(Material provided)
PR #3688, opened 2025-01-31
Fix change/range proofs + simplify the code

rrazvan1:
## Why this should be merged

Fixing proof verification bugs:
1. exclusion proofs -> passing when providing a proof path which has the last node: a sibling of an ancestor of the existing node
2. exclusion proofs -> passing when providing not fully extended proof
This issues were mainly affecting the simple proofs verification, but also change/range proofs.

And also, simplifying the code for better readability and maintainability.

## How this works
- moving the main logic of proofs validation inside **verifyProofPath(proofPath []ProofNode, key Key)** and simplifying the specific proof verifications.
- added new specific errors
- more details within comments
- unifying change/range proof flows

## How this was tested
UTs

### DIFF
--- a/x/merkledb/db.go
+++ b/x/merkledb/db.go
@@ -442,19 +442,19 @@ func (db *merkleDB) CommitRangeProof(ctx context.Context, start, end maybe.Maybe
 		return database.ErrClosed
 	}
 
-	ops := make([]database.BatchOp, len(proof.KeyValues))
-	keys := set.NewSet[string](len(proof.KeyValues))
-	for i, kv := range proof.KeyValues {
+	ops := make([]database.BatchOp, len(proof.KeyChanges))
+	keys := set.NewSet[string](len(proof.KeyChanges))
+	for i, kv := range proof.KeyChanges {
 		keys.Add(string(kv.Key))
 		ops[i] = database.BatchOp{
 			Key:   kv.Key,
-			Value: kv.Value,
+			Value: kv.Value.Value(),
 		}
 	}
 
 	largestKey := end
-	if len(proof.KeyValues) > 0 {
-		largestKey = maybe.Some(proof.KeyValues[len(proof.KeyValues)-1].Key)
+	if len(proof.KeyChanges) > 0 {
+		largestKey = maybe.Some(proof.KeyChanges[len(proof.KeyChanges)-1].Key)
 	}
 	keysToDelete, err := db.getKeysNotInSet(start, largestKey, keys)
 	if err != nil {
@@ -1098,39 +1098,28 @@ func (db *merkleDB) VerifyChangeProof(
 		return ErrEmptyProof
 	}
 
-	keyChanges := make(map[Key]maybe.Maybe[[]byte], len(proof.KeyChanges))
-	keys := make([]Key, len(proof.KeyChanges))
-	for i, keyValue := range proof.KeyChanges {
-		k := ToKey(keyValue.Key)
-		if k.hasPartialByte() {
-			return ErrProofKeyPartialByte
-		}
-
-		keyChanges[k] = keyValue.Value
-		keys[i] = k
-	}
-
-	// Validate proof.
-	if err := validateChangeProof(start, end, proof.StartProof, proof.EndProof, keys, db.tokenSize); err != nil {
-		return err
-	}
-
-	// [startProof] is an inclusion/exclusion proof of [startKey]
 	startProofKey := maybe.Bind(start, ToKey)
-
-	// [endProof] is an inclusion of the largest key in [keyValues],
-	// or an exclusion proof of [end] if [keyValues] is empty.
 	endProofKey := maybe.Bind(end, ToKey)
 
 	// Update [endProofKey] with the largest key in [keyValues].
 	if len(proof.KeyChanges) > 0 {
-		// If [proof] has key-value pairs, we should insert children
-		// greater than [largestProvenKey] to ancestors of the node containing
-		// [largestProvenKey] so that we get the expected root ID.
 		endProofKey = maybe.Some(ToKey(proof.KeyChanges[len(proof.KeyChanges)-1].Key))
 	}
 
-	// want to prevent commit writes to DB, but not prevent DB reads
+	// Validate proof.
+	if err := validateChangeProof(
+		startProofKey,
+		maybe.Bind(end, ToKey),
+		proof.StartProof,
+		proof.EndProof,
+		proof.KeyChanges,
+		endProofKey,
+		db.tokenSize,
+	); err != nil {
+		return err
+	}
+
+	// Prevent commit writes to DB, but not prevent DB reads
 	db.commitLock.RLock()
 	defer db.commitLock.RUnlock()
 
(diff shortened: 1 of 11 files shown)


x/merkledb/db.go
```diff
@@ -1078,53 +1078,43 @@ func (db *merkleDB) VerifyChangeProof(
...
-		return err
 	}
 
-	smallestKey := maybe.Bind(start, ToKey)
-
-	// Make sure the start proof, if given, is well-formed.
-	if err := verifyProofPath(proof.StartProof, smallestKey); err != nil {
-		return err
-	}
+	keyChanges := make(map[Key]maybe.Maybe[[]byte], len(proof.KeyChanges))
```
joshua-kim, line 1085: I think we can avoid the duplicate creation of this map every time `validateRangeChangeProof` is called by just doing it within `validateRangeChangeProof` if we pass in `proof.KeyChanges` as an arg.

x/merkledb/db.go
```diff
@@ -1078,53 +1078,43 @@ func (db *merkleDB) VerifyChangeProof(
...
+	// Validate proof.
+	err := validateRangeChangeProof(start, end, proof.StartProof, proof.EndProof, keys, db.tokenSize)
+	if err != nil {
 		return err
 	}
 
-	keyValues := make(map[Key]maybe.Maybe[[]byte], len(proof.KeyChanges))
-	for _, keyValue := range proof.KeyChanges {
-		keyValues[ToKey(keyValue.Key)] = keyValue.Value
+	var (
```
joshua-kim, line 1103: nit: I personally dislike the usage of `var` blocks unless they're strictly needed (say to force a type)... I would just use `:=` to create these...

x/merkledb/proof.go
```diff
@@ -247,24 +245,89 @@ type KeyValue struct {
...
+		return ErrEmptyProof
+	case end.IsNothing() && len(keys) == 0 && len(endProof) != 0:
+		return ErrUnexpectedEndProof
+	case start.IsNothing() && len(startProof) > 0:
+		return ErrUnexpectedStartProof
+	case len(endProof) == 0 && (end.HasValue() || len(keys) > 0):
+		return ErrNoEndProof
+	}
+
+	var (
```
joshua-kim, line 295: Same comment regarding the usage of `var`

x/merkledb/proof.go
```diff
@@ -283,71 +346,67 @@ func (proof *RangeProof) Verify(
...
+		keys[i] = k
+	}
+
+	// Validate proof.
+	err := validateRangeChangeProof(start, end, proof.StartProof, proof.EndProof, keys, tokenSize)
+	if err != nil {
+		return err
+	}
+
+	var (
```
joshua-kim, line 376: Same comment w/ `var` usage

x/merkledb/proof_test.go
```diff
@@ -263,49 +352,75 @@ func Test_RangeProof_MaxLength(t *testing.T) {
...
 	require.NoError(err)
 	require.NotNil(dbTrie)
+
+	var (
+		key  = []byte{0x6B, 0x65, 0x79}
+		key0 = []byte{0x6B, 0x65, 0x79, 0x30}
+		key1 = []byte{0x6B, 0x65, 0x79, 0x31}
+		key2 = []byte{0x6B, 0x65, 0x79, 0x32}
+		key3 = []byte{0x6B, 0x65, 0x79, 0x33}
+		key4 = []byte{0x6B, 0x65, 0x79, 0x34}
```
joshua-kim, line 368: Can we just use strings? These bytes values are hard to reason about/look ugly... and chars are 1 byte each + byte representations are visible in the debugger anyways.

x/merkledb/proof_test.go
```diff
@@ -1251,31 +1438,51 @@ func TestVerifyProofPath(t *testing.T) {
...
 		},
 	}
 
 	for _, tt := range tests {
 		t.Run(tt.name, func(t *testing.T) {
-			err := verifyProofPath(tt.path, tt.proofKey)
-			require.ErrorIs(t, err, tt.expectedErr)
+			require := require.New(t)
+
+			err := verifyProofPath(tt.path, tt.proofKey, tokenSize)
```
joshua-kim, line 1484: Since `tokenSize` is only used in this test body can we just define it here? The value is self-documenting since the parameter name is already `tokenSize`.
```suggestion
			err := verifyProofPath(tt.path, tt.proofKey, 8)
```

x/merkledb/proof.go
```diff
@@ -446,49 +283,104 @@ func (proof *RangeProof) UnmarshalProto(pbProof *pb.RangeProof) error {
...
-// in [[start], [end]] have the value given for that key in [keysValues].
-func verifyAllRangeProofKeyValuesPresent(
-	hasher Hasher,
-	proof []ProofNode,
-	start maybe.Maybe[Key],
-	end maybe.Maybe[Key],
-	keysValues map[Key][]byte,
+func (proof *RangeProof) AsChangeProof() *ChangeProof {
+	return (*ChangeProof)(proof)
+}
```
joshua-kim, line 299: This helper isn't needed imo - we can just do a type cast

x/merkledb/proof_test.go
```diff
@@ -263,49 +352,73 @@ func Test_RangeProof_MaxLength(t *testing.T) {
...
 	require.Equal(maybe.Some([]byte("value")), proof.Path[0].ValueOrHash)
-	require.Equal(ToKey([]byte("key0")).Take(28), proof.Path[1].Key)
-	require.True(proof.Path[1].ValueOrHash.IsNothing()) // intermediate node
-	require.Equal(ToKey([]byte("key1")), proof.Path[2].Key)
-	require.Equal(maybe.Some([]byte("value1")), proof.Path[2].ValueOrHash)
 
-	expectedRootID, err := trie.GetMerkleRoot(context.Background())
-	require.NoError(err)
-	require.NoError(proof.Verify(context.Background(), expectedRootID, dbTrie.tokenSize, dbTrie.hasher))
+	k := ToKey([]byte{0x6B, 0x65, 0x79, 0x30}).Take(28)
```
joshua-kim, line 416: Can we write this out as a string?

x/merkledb/proof_test.go
```diff
@@ -22,105 +22,194 @@ import (
...
+		})
 	}
+}
 
-	tests := []test{
+func Test_Proof_Inclusion(t *testing.T) {
+	tests := []struct {
+		name   string
+		modify func(*Proof)
+		expect error
```
joshua-kim, line 98: nit: use `wantErr` or `want` for this name - this file uses `expect/expectedErr` but it's not idiomatic in go.

x/merkledb/proof_test.go
```diff
@@ -22,105 +22,194 @@ import (
...
+	}
 }
 
-func Test_Proof_Simple(t *testing.T) {
-	require := require.New(t)
+func Test_Proof_Exclusion(t *testing.T) {
+	tests := []struct {
+		name   string
+		modify func(*Proof)
+		expect error
```
joshua-kim, line 56: Same nit

x/merkledb/proof_test.go
```diff
@@ -22,105 +22,194 @@ import (
 )
 
 func Test_Proof_Empty(t *testing.T) {
-	proof := &Proof{}
-	err := proof.Verify(context.Background(), ids.Empty, 4, DefaultHasher)
-	require.ErrorIs(t, err, ErrEmptyProof)
+	tests := []struct {
+		name   string
+		proof  *Proof
+		expect error
```
joshua-kim, line 28: Same nit

x/merkledb/proof_test.go
```diff
@@ -22,105 +22,194 @@ import (
...
+		})
+	}
 }
 
-func Test_Proof_Simple(t *testing.T) {
-	require := require.New(t)
+func Test_Proof_Exclusion(t *testing.T) {
+	tests := []struct {
+		name   string
+		modify func(*Proof)
```
joshua-kim, line 55: I would just write these as two separate tests - I think these `modify` functions (or any setup functions that pass around arguments in test tables for that matter) end up turning the test table into a test anyways.

x/merkledb/proof_test.go
```diff
@@ -263,49 +352,73 @@ func Test_RangeProof_MaxLength(t *testing.T) {
...
 	dbTrie, err := getBasicDB()
 	require.NoError(err)
 	require.NotNil(dbTrie)
+
+	key := []byte("key")
+	key0 := []byte("key0")
+	key1 := []byte("key1")
+	key2 := []byte("key2")
+	key3 := []byte("key3")
+	key4 := []byte("key4")
```
joshua-kim, line 367: Why do we make these variables? We don't end up using them anyways - can we just in-line them like the previous code did?

joshua-kim (approved):

StephenButtolph (approved):
(didn't actually review, `x/` shouldn't require multiple reviews.)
(End Material provided)
### Task instructions
For each line in the records that holds "needed", show that line as it stands.

### Solved problem
joshua-kim, line 1103: nit: I personally dislike the usage of `var` blocks unless they're strictly needed (say to force a type)... I would just use `:=` to create these...
joshua-kim, line 299: This helper isn't needed imo - we can just do a type cast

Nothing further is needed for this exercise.